> _Task_:
Output all records below verbatim.

[Dataset entries]
○ ○ ○ ○ ○ ○ ○

PR #239, opened 2017-01-05
[10.0][MIG] stock_reserve

andrius-preimantas:


rousseldenis (changes requested):
@andrius-preimantas Please check https://github.com/OCA/maintainer-tools/wiki/Migration-to-version-10.0
to keep commit history.

Oops did it too fast...

rousseldenis (approved):
Code review

andrius-preimantas:
Ping :-)

rousseldenis:
Can we move on this ?
Need review

andrius-preimantas:
@rousseldenis can we ping the ones who should do the review in order to finally have PR merged?

rousseldenis:
@katyukha @gfcapalbo @jbeficent @lreficent @aheficent

LoisRForgeFlow:
I've forced rebuilt of runbot twice (yesterday and today) and it is not working yet :confused:

rousseldenis:
@lreficent It's working now

stock_reserve/view/product.xml
```diff
@@ -1,33 +1,31 @@
...
-        </record>
-    </data>
-</openerp>
+<record model="ir.ui.view" id="product_product_form_view_reservation_button">
+    <field name="name">product.template.reservation.button</field>
+    <field name="model">product.product</field>
+    <field name="inherit_id" ref="product.product_template_form_view"/>
+    <field name="arch" type="xml">
+        <xpath expr="//div[@name='button_box']" position="inside">
+            <button class="oe_inline oe_stat_button" name="action_view_reservations"
```
LoisRForgeFlow: This button is not being showed for the product.product.
image
I accessed it directly from the reservation.

stock_reserve/test/stock_reserve.yml
```diff
@@ -6,7 +6,7 @@
     # Travis, the hook performing this operation for the new stock reservation
     # location is run after the test execution. This causes the stock level
     # computation to be wrong at the time the tests are run.
-    self._parent_store_compute(cr)
+    self._parent_store_compute()
```
LoisRForgeFlow, line 9: I think it is a good occasion to move this to python test.

stock_reserve/model/stock_reserve.py
```diff
@@ -56,28 +56,65 @@ class StockReservation(models.Model):
...
+        #     3. look up property fields
+        #     4. look up field.default
+        #     5. delegate to parent model
+        #
+        # If picking_type_id is present and location_id is not, try to find
+        # default value for location_id
+        if not res.get('picking_type_id', None):
+            res['picking_type_id'] = self._default_picking_type_id()
+
+        picking_type_id = res.get('picking_type_id', None)
```
LoisRForgeFlow: Some reason to prefer <code>None</code> instead of <code>False</code>? Just wondering, for me makes no difference.

LoisRForgeFlow (commented):
Tested on runbot + code review

stock_reserve/model/stock_reserve.py
lasley: `.get` implicitly returns `None` when a key is not existing. `False` would only be returned in the event that the key exists, and is simply not set in the data. This would be the same as if directly accessing via `res.picking_type_id`

That said, the `None` here is superfluous & can be removed.

stock_reserve/test/stock_reserve.yml
andrius-preimantas: I agree. Although this PR focuses on migration and not improving/refactoring the module. My suggestion would be to push it through and improve it later on.

stock_reserve/view/product.xml
andrius-preimantas: Fixed it

andrius-preimantas:
@lreficent @lasley thanks for the feedback. Made the improvements based on your comments. It'd be nice to merge it with next occasion.

Cheers

LoisRForgeFlow:
Functionally works fine, but now the commit history of previous versions is lost and looking @rousseldenis first review I would say that it was fine at the beginning. Also, when you recover the history you can take the occasion to squash your commits.

lmignon:
@andrius-preimantas Can you take into account the last comment from @lreficent  so we can move forward with this PR and #274

stock_reserve/test/stock_reserve.yml
BetaUliansyah: I use it in my v10 odoo, and it works. Is it only me who notice that stock_reserve in apps.odoo.com refers to different module than this one?

BetaUliansyah:
I use it in my v10 odoo, and it works. Is it only me who notice that stock_reserve in apps.odoo.com refers to different module than this one?

rousseldenis:
@BetaUliansyah It seems that the github user stellaf had massively copied modules and pushed them on apps.odoo.com!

○ ○ ○ ○ ○ ○ ○

> _Exercise output_:
PR #239, opened 2017-01-05
[10.0][MIG] stock_reserve

andrius-preimantas:


rousseldenis (changes requested):
@andrius-preimantas Please check https://github.com/OCA/maintainer-tools/wiki/Migration-to-version-10.0
to keep commit history.

Oops did it too fast...

rousseldenis (approved):
Code review

andrius-preimantas:
Ping :-)

rousseldenis:
Can we move on this ?
Need review

andrius-preimantas:
@rousseldenis can we ping the ones who should do the review in order to finally have PR merged?

rousseldenis:
@katyukha @gfcapalbo @jbeficent @lreficent @aheficent

LoisRForgeFlow:
I've forced rebuilt of runbot twice (yesterday and today) and it is not working yet :confused:

rousseldenis:
@lreficent It's working now

stock_reserve/view/product.xml
```diff
@@ -1,33 +1,31 @@
...
-        </record>
-    </data>
-</openerp>
+<record model="ir.ui.view" id="product_product_form_view_reservation_button">
+    <field name="name">product.template.reservation.button</field>
+    <field name="model">product.product</field>
+    <field name="inherit_id" ref="product.product_template_form_view"/>
+    <field name="arch" type="xml">
+        <xpath expr="//div[@name='button_box']" position="inside">
+            <button class="oe_inline oe_stat_button" name="action_view_reservations"
```
LoisRForgeFlow: This button is not being showed for the product.product.
image
I accessed it directly from the reservation.

stock_reserve/test/stock_reserve.yml
```diff
@@ -6,7 +6,7 @@
     # Travis, the hook performing this operation for the new stock reservation
     # location is run after the test execution. This causes the stock level
     # computation to be wrong at the time the tests are run.
-    self._parent_store_compute(cr)
+    self._parent_store_compute()
```
LoisRForgeFlow, line 9: I think it is a good occasion to move this to python test.

stock_reserve/model/stock_reserve.py
```diff
@@ -56,28 +56,65 @@ class StockReservation(models.Model):
...
+        #     3. look up property fields
+        #     4. look up field.default
+        #     5. delegate to parent model
+        #
+        # If picking_type_id is present and location_id is not, try to find
+        # default value for location_id
+        if not res.get('picking_type_id', None):
+            res['picking_type_id'] = self._default_picking_type_id()
+
+        picking_type_id = res.get('picking_type_id', None)
```
LoisRForgeFlow: Some reason to prefer <code>None</code> instead of <code>False</code>? Just wondering, for me makes no difference.

LoisRForgeFlow (commented):
Tested on runbot + code review

stock_reserve/model/stock_reserve.py
lasley: `.get` implicitly returns `None` when a key is not existing. `False` would only be returned in the event that the key exists, and is simply not set in the data. This would be the same as if directly accessing via `res.picking_type_id`

That said, the `None` here is superfluous & can be removed.

stock_reserve/test/stock_reserve.yml
andrius-preimantas: I agree. Although this PR focuses on migration and not improving/refactoring the module. My suggestion would be to push it through and improve it later on.

stock_reserve/view/product.xml
andrius-preimantas: Fixed it

andrius-preimantas:
@lreficent @lasley thanks for the feedback. Made the improvements based on your comments. It'd be nice to merge it with next occasion.

Cheers

LoisRForgeFlow:
Functionally works fine, but now the commit history of previous versions is lost and looking @rousseldenis first review I would say that it was fine at the beginning. Also, when you recover the history you can take the occasion to squash your commits.

lmignon:
@andrius-preimantas Can you take into account the last comment from @lreficent  so we can move forward with this PR and #274

stock_reserve/test/stock_reserve.yml
BetaUliansyah: I use it in my v10 odoo, and it works. Is it only me who notice that stock_reserve in apps.odoo.com refers to different module than this one?

BetaUliansyah:
I use it in my v10 odoo, and it works. Is it only me who notice that stock_reserve in apps.odoo.com refers to different module than this one?

rousseldenis:
@BetaUliansyah It seems that the github user stellaf had massively copied modules and pushed them on apps.odoo.com!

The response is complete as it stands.